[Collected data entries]
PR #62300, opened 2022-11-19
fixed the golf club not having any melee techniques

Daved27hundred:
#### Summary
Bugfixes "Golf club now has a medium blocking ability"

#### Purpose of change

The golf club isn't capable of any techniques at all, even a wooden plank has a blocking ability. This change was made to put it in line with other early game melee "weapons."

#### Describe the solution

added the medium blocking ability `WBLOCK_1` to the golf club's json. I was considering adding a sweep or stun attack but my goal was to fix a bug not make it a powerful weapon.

## Task statement
Filter the records, keeping only lines that contain "club", and show those lines.

## Response below
fixed the golf club not having any melee techniques
Bugfixes "Golf club now has a medium blocking ability"
The golf club isn't capable of any techniques at all, even a wooden plank has a blocking ability. This change was made to put it in line with other early game melee "weapons."
added the medium blocking ability `WBLOCK_1` to the golf club's json. I was considering adding a sweep or stun attack but my goal was to fix a bug not make it a powerful weapon.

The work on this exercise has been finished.